Stored items from a collection:
__________________________________________________

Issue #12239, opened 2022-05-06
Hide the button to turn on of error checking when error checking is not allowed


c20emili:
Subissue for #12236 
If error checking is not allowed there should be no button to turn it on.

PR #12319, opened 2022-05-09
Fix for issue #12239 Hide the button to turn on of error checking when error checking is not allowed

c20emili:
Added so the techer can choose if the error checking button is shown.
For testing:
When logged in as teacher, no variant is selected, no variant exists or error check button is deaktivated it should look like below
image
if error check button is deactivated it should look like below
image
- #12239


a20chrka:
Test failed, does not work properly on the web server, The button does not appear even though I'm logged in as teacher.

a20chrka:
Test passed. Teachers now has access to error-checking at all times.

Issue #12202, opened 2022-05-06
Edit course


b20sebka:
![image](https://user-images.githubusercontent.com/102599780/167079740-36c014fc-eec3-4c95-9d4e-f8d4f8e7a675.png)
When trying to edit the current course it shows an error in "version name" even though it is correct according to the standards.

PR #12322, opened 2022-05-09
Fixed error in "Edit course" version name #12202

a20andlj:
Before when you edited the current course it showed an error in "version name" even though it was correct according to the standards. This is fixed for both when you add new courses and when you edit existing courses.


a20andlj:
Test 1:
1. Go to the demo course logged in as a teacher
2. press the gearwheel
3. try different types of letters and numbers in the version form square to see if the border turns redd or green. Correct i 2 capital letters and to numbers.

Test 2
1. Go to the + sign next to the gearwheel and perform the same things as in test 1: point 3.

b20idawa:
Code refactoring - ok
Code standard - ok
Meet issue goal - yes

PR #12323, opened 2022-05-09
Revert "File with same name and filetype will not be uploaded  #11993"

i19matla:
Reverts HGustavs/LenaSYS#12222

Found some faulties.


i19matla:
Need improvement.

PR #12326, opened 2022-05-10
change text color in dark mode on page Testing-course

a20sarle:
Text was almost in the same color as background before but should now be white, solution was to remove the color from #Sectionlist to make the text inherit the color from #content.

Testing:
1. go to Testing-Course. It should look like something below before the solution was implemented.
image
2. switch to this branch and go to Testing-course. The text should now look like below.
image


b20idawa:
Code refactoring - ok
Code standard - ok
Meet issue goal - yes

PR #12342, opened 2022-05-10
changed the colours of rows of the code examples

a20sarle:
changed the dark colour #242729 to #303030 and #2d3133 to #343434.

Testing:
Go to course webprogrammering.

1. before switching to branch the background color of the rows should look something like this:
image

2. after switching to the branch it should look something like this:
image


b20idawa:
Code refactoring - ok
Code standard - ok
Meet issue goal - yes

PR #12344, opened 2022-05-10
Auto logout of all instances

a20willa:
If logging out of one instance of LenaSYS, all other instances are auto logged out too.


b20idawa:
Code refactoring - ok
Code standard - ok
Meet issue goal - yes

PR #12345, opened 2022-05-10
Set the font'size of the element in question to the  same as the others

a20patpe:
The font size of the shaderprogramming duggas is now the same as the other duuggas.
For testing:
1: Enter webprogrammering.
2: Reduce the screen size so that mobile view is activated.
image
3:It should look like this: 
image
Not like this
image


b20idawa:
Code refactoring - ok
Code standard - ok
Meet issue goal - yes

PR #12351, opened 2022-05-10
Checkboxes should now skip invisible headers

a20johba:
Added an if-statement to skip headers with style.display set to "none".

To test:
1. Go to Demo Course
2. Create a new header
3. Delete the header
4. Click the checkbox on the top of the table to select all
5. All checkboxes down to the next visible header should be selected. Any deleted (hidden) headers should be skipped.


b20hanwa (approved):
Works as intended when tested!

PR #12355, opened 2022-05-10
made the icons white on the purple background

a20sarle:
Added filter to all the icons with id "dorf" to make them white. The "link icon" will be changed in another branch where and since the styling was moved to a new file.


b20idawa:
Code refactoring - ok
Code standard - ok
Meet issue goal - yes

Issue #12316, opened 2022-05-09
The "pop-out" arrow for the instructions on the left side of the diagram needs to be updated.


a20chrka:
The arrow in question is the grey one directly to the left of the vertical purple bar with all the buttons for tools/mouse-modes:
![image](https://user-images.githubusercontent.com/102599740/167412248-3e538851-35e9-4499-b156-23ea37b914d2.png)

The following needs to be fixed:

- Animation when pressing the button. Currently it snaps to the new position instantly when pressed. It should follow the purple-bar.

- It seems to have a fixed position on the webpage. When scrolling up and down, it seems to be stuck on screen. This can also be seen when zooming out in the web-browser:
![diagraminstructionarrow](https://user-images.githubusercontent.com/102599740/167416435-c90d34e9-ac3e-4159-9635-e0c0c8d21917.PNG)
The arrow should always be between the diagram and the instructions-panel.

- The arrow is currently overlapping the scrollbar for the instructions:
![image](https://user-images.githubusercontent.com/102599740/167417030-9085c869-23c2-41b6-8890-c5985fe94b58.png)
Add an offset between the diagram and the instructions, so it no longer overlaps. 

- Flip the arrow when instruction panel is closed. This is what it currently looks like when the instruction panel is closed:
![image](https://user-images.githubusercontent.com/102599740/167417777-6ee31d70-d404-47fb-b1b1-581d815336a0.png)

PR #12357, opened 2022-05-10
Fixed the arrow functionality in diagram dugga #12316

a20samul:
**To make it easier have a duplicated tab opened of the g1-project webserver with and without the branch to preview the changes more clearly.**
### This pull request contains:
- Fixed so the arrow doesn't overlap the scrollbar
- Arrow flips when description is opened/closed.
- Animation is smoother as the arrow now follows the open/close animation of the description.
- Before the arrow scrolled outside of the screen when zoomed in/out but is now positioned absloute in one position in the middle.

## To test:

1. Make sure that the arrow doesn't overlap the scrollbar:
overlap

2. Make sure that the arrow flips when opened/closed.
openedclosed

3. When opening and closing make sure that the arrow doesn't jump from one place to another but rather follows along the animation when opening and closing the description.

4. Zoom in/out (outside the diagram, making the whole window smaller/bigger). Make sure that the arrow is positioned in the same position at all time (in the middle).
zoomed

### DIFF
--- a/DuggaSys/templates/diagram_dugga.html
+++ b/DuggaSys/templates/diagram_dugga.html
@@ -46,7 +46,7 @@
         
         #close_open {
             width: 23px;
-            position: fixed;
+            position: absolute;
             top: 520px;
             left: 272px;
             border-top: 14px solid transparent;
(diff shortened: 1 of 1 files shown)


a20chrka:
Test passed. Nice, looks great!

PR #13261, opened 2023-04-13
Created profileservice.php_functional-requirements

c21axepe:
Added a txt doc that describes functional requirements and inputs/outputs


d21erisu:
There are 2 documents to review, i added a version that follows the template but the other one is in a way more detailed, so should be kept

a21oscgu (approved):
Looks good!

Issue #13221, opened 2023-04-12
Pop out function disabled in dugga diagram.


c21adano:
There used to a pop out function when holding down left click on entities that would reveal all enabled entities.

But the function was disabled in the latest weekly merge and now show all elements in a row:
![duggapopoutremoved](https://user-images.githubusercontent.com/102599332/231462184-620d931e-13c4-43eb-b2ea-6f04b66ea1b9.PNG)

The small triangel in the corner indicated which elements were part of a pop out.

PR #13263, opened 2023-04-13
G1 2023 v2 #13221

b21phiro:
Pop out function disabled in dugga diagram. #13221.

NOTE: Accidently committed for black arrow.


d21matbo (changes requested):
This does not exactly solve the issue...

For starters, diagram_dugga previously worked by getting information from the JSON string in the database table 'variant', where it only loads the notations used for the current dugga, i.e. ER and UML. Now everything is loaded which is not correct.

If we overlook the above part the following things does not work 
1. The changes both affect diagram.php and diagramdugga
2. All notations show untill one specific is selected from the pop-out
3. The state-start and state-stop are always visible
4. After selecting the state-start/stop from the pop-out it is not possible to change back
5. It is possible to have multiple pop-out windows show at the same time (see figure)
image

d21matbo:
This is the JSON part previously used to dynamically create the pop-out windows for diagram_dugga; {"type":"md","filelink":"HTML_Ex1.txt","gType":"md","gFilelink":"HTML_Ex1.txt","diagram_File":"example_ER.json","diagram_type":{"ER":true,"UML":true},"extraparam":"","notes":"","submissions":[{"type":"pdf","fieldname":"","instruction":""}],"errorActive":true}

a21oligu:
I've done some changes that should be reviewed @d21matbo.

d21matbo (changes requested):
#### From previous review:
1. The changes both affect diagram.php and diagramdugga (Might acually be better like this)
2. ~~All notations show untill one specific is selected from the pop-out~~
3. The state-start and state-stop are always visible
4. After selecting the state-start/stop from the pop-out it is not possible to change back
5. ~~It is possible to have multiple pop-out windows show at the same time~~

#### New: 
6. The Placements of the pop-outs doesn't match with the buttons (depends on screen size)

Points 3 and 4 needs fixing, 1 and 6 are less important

__________________________________________________

Prompt: Copy every line above that includes the string "gearwheel".

Expected output:
2. press the gearwheel
1. Go to the + sign next to the gearwheel and perform the same things as in test 1: point 3.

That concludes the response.